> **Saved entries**
PR #68, opened 2016-12-30
Add ability to set custom Bootstrapper.

JimBobSquarePants:
This allows the setting of custom formats and parallel processing rules.

Image formats are no longer set by default. Registration has to take place on startup. (This facilitates splitting up the format libraries. See #64 )


tocsoft:
Should bootstrapper be renamed Configuration now it's being passed into Image?

JimBobSquarePants:
@tocsoft Probably... Can't get the tests to pass on AppVeyor just now, everything works locally but I can't figure out from the limited stacktrace what is going wrong.

tocsoft:
I'll take a look for you now to see if i can't figure it out the build issues... what I find odd is locally i'm only seeing 378 tests but on the build server i'm seeing 1309.. wonder why that is.

JimBobSquarePants:
Cheers! Not sure why those numbers are different either.

src/ImageSharp/Quantizers/Wu/WuQuantizer.cs
```diff
@@ -773,7 +773,7 @@ private QuantizedImage<TColor> GenerateResult(PixelAccessor<TColor> imagePixels,
             Parallel.For(
                 0,
                 height,
-                Bootstrapper.ParallelOptions,
+                Bootstrapper.Default.ParallelOptions,
```
tocsoft: the Bootstrapper need passing along with the `PixelAccessor` we should only rely on `Bootstrapper.Default` int he `Image` constructor everywhere else should be explicitly passed.

src/ImageSharp/Image/ImageBase{TColor}.cs
```diff
@@ -25,20 +25,28 @@ public abstract class ImageBase<TColor> : IImageBase<TColor>
         /// <summary>
         /// Initializes a new instance of the <see cref="ImageBase{TColor}"/> class.
         /// </summary>
-        protected ImageBase()
+        /// <param name="bootstrapper">
+        /// The bootstrapper providing initialization code which allows extending the library.
+        /// </param>
+        protected ImageBase(Bootstrapper bootstrapper = null)
```
tocsoft: do we want a version that doesn't force having a height/width set?

src/ImageSharp/Image.cs
```diff
@@ -18,7 +18,11 @@ public class Image : Image<Color>
         /// <summary>
         /// Initializes a new instance of the <see cref="Image"/> class.
         /// </summary>
-        public Image()
+        /// <param name="bootstrapper">
+        /// The bootstrapper providing initialization code which allows extending the library.
+        /// </param>
+        public Image(Bootstrapper bootstrapper = null)
```
tocsoft: do we want a version that doesn't force having a height/width set?

tocsoft:
😞 nope sorry can't figure out whats happening.

What doesn't help is the way we loop the source images inside the test instead of passing them in, if you knew exactly which source image was failing it might help.

My only thought is you somehow have a 1x1 image being used when compiled by appveyor, that would cause your `width /2` to return `0` but I can't see how that would be the case, or how your changes might cause that to happen. 

Maybe it was a bad checkout in appveyor and it corrupted an image, maybe try forcing a fresh build to see if that works?

src/ImageSharp/Bootstrapper.cs
```diff
@@ -16,54 +16,48 @@ namespace ImageSharp
...
     /// </summary>
-    public static class Bootstrapper
+    public class Bootstrapper
     {
         /// <summary>
-        /// The list of supported <see cref="IImageFormat"/>.
+        /// A lazily initialized bootstrapper default instance.
         /// </summary>
-        private static readonly List<IImageFormat> ImageFormatsList;
+        private static readonly Lazy<Bootstrapper> Lazy = new Lazy<Bootstrapper>(() => new Bootstrapper());
```
tocsoft: This shouldn't be lazy, `Bootstapper` isn't expensive to construct, and we are more likely than not going to want it than not..

JimBobSquarePants:
Fixed it, the initializer code was never getting called and the image class was not throwing an error when there were no formats. All fixed now and ready for further review.

src/ImageSharp/Quantizers/Wu/WuQuantizer.cs
JimBobSquarePants: Yup. Will have a look at that.

tocsoft: looks like all the `Quantizer`s will probably need tweeking to pass along the bootstrapper, the ` IQuantizer<TColor>.Quantize(..)` method looks like the best place to me, and then proxied on to the `QuantizedImage` constructor.

src/ImageSharp/Image/ImageBase{TColor}.cs
JimBobSquarePants: This is required for `Image<TColor>(Stream stream)`

src/ImageSharp/Image.cs
JimBobSquarePants: No, I've removed it now and the same in `ImageFrame`

src/ImageSharp/Image/ImageBase{TColor}.cs
tocsoft: ah ok, that's fine then.

tests/ImageSharp.Tests/BootstrapperTests.cs
```diff
@@ -52,15 +52,15 @@ public void AddImageFormatGuardNull()
...
 
             var format = new TestFormat();
             format.Decoder = null;
 
             exception = Assert.Throws<ArgumentNullException>(() =>
             {
-                Bootstrapper.AddImageFormat(format);
+                Bootstrapper.Default.AddImageFormat(format);
             });
             Assert.Contains("decoder", exception.Message);
```
antonfirsov: Is it really a robust solution to have this kind of "stringly typed" assertions? Instead of these long test cases wouldn't it be better to have multiple short AAA-style tests?

tests/ImageSharp.Tests/TestFile.cs
```diff
@@ -2,31 +2,56 @@
...
+        /// </summary>
         private readonly string file;
 
+        /// <summary>
+        /// Initializes static members of the <see cref="TestFile"/> class.
+        /// </summary>
+        static TestFile()
+        {
+            // Register the individual image formats.
+            // TODO: Is this the best place to do this?
```
antonfirsov: For bootstrapping the test framework, I think it's good enough for now.
However, we need to find a more straightforward way for registration when #64 is finished. I think most of the users will vote for a `.RegisterAllKnownFormats()` extension method. (No idea how could we make it)

tocsoft: you would have a `.RegisterXXXFormat()` in each format project, and we could create a combined project that has a dependency on all our core formats that has a single `.RegisterCoreFormats()` extension method.

tests/ImageSharp.Tests/BootstrapperTests.cs
JimBobSquarePants: I didn't write the original tests so can't really comment on them.

src/ImageSharp/Bootstrapper.cs
```diff
@@ -16,54 +16,48 @@ namespace ImageSharp
...
-            };
-            SetMaxHeaderSize();
-            ParallelOptions = new ParallelOptions { MaxDegreeOfParallelism = Environment.ProcessorCount };
-        }
+        private readonly List<IImageFormat> imageFormatsList = new List<IImageFormat>();
+
+        /// <summary>
+        /// Gets the default <see cref="Bootstrapper"/> instance.
+        /// </summary>
+        public static Bootstrapper Default { get; } = Lazy.Value;
```
tocsoft: you you really want/need the lazy you are removing the effect here, by immediately invoking the value... just drop the Lazy part and new it up directly here.

tests/ImageSharp.Tests/TestFile.cs
antonfirsov: Yeah, It's pretty straightforward to do this, but having an extra dll sitting on all of the other dll-s is raping the nice modularization system :D
I would rather use :bat:*Reflection*:bat: for this. (We are talking about an optional utility class!)

src/ImageSharp/Bootstrapper.cs
JimBobSquarePants: Lazy is threadsafe, static Bootstrapper property newing up isn't see http://csharpindepth.com/Articles/General/Singleton.aspx

tests/ImageSharp.Tests/TestFile.cs
JimBobSquarePants: Reflection requires looking through every dll in the bin folder, anything in App_Code and elsewhere. It really slows down startup, especially if someone has installed frameworks like DevExpress or Telerik. Have been there and done it with ImageProcessor. You do not want this.

dlemstra:
I don't understand why we would need to be able to inject the bootstrapper. I even remember someone saying people who want this should bugger off: https://github.com/JimBobSquarePants/ImageSharp/issues/64#issuecomment-269628881. I think this adds extra complexity to the library and it is a feature that will probably be never used.

src/ImageSharp/Bootstrapper.cs
JimBobSquarePants: I'm using Lazy for both thread safety and lazy initialization. Even a static property isn't initialized until the class is called.

src/ImageSharp/Bootstrapper.cs
tocsoft: ok...that fine then, all go to go then for me.

tests/ImageSharp.Tests/TestFile.cs
antonfirsov: ... and it can introduce unwanted asmloadexceptions. I don't want this, I want something smarter :) Will think about this!

antonfirsov:
@dlemstra I had sooo many issues with configuration systems (& other solutions) relying on global variables. Most modern frameworks tend to avoid this. Maybe you're right and for an image processing library it's YAGNI, but I think it's still worth to follow the best practices. If ImageSharp will be the NextGen(TM) image processing library of the .NET core world, I think some large and complex applications will make use of this feature.

The complexity is mostly about having an optional argument for Image constructors, it's not that hard to manage.

dlemstra:
I had a chat with @JimBobSquarePants about this and he came up with an example where one part of the process was only allowed to read only jpeg (e.g. upload) and another parts was allowed to write all of the formats. At first sight this looked like a feature that would not be used but I think there can actually be a real world usage for this. I was just a bit worried that we would need to pass it around all the time. But if we can limit the use of the bootstrapper to just the image it should be okay.

tocsoft:
once this is merged I'll throw up a PR for the project splitting, its kinda dependent on the Configuration changes otherwise we wouldn't have been able to split off the formats from the core as easily.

> **What is being asked**
State how many lines of the entries above include the string "place". The reply is that number alone.

> **Task response**
3